Available data:
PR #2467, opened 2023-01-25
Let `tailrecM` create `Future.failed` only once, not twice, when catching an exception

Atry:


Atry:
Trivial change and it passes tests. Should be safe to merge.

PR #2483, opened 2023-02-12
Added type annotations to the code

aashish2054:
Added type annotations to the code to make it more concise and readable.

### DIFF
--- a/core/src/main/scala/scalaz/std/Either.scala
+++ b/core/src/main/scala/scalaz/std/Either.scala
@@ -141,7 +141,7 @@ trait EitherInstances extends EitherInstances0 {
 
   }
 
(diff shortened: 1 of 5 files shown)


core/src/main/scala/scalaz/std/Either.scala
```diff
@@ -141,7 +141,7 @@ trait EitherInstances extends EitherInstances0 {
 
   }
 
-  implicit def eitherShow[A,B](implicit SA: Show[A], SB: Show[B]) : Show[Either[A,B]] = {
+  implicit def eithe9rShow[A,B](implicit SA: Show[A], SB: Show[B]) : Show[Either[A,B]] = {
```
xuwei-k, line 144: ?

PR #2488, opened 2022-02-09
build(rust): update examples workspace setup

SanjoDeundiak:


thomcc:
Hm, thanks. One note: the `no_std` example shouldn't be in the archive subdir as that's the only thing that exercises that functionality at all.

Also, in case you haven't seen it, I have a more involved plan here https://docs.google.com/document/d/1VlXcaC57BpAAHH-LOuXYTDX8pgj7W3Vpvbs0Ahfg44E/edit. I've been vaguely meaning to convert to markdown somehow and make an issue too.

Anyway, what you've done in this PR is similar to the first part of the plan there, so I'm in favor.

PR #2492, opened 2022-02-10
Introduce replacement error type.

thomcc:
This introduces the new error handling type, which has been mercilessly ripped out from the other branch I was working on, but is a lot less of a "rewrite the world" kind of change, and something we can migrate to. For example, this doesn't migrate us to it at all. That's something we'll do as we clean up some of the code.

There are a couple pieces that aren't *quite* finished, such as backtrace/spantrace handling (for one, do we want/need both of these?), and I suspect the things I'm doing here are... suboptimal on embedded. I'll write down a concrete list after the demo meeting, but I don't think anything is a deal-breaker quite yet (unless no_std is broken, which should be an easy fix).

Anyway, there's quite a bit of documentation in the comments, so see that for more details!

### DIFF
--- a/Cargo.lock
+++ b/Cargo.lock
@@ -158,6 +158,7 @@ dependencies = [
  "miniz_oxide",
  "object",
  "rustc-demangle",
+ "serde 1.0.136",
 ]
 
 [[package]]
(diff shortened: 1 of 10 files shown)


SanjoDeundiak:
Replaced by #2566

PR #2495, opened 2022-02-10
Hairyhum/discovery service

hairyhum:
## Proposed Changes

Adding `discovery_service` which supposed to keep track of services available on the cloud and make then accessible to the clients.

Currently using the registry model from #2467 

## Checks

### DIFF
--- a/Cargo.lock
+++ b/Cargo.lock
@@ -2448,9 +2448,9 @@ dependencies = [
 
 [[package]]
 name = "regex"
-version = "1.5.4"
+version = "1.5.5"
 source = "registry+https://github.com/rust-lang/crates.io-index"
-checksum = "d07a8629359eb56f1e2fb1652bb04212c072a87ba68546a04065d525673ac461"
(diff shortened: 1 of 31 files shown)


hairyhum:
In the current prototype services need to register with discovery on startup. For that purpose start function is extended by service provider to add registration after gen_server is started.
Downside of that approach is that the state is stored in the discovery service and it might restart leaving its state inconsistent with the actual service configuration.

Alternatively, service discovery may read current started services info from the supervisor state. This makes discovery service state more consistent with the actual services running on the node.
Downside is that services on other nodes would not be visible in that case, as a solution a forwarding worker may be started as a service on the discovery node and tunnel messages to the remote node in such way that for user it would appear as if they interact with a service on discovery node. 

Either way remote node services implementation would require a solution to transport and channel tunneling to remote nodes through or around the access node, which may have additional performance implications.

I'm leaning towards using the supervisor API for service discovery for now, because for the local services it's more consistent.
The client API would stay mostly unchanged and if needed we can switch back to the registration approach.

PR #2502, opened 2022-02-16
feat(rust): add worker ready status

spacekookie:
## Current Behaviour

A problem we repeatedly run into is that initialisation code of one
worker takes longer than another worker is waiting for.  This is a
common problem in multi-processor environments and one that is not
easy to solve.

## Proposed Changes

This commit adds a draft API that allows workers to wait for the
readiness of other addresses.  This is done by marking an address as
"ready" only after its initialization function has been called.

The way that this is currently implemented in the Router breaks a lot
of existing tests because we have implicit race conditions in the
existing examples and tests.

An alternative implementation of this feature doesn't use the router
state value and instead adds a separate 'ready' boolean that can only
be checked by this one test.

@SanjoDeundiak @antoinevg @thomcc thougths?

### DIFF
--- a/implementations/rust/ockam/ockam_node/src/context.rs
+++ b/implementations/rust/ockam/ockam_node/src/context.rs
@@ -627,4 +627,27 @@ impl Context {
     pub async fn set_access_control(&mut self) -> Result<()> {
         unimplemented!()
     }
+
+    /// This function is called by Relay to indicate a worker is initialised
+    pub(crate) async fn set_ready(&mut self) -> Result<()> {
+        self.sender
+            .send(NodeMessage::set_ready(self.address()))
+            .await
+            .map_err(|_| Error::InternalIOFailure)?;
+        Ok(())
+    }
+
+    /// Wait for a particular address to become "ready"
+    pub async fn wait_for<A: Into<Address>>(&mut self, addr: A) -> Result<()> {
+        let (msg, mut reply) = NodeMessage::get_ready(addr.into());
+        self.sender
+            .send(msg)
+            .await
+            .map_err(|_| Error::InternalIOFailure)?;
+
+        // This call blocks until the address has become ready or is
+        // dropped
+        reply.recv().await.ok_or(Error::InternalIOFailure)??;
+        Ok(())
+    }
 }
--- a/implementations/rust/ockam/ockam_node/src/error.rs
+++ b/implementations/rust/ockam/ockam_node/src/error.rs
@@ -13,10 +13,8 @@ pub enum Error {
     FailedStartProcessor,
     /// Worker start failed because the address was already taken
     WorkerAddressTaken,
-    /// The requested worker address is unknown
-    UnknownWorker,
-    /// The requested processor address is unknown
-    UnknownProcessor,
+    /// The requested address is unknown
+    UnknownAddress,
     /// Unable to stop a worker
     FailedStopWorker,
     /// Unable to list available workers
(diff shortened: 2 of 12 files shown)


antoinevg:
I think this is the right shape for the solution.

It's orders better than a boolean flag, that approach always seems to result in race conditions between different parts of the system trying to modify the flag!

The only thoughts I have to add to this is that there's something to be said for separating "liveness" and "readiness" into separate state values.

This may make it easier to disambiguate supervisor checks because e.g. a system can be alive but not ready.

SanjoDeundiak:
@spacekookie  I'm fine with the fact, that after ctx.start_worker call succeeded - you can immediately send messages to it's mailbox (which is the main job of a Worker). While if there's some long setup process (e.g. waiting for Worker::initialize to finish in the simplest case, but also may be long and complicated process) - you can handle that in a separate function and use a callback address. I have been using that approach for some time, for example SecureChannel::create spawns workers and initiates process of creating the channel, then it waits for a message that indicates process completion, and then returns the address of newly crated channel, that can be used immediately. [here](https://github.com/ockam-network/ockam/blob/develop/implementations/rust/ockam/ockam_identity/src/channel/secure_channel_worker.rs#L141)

To do: Your reply must consist solely of the number of lines in the listing above that include the word "tests".

Task answer: 3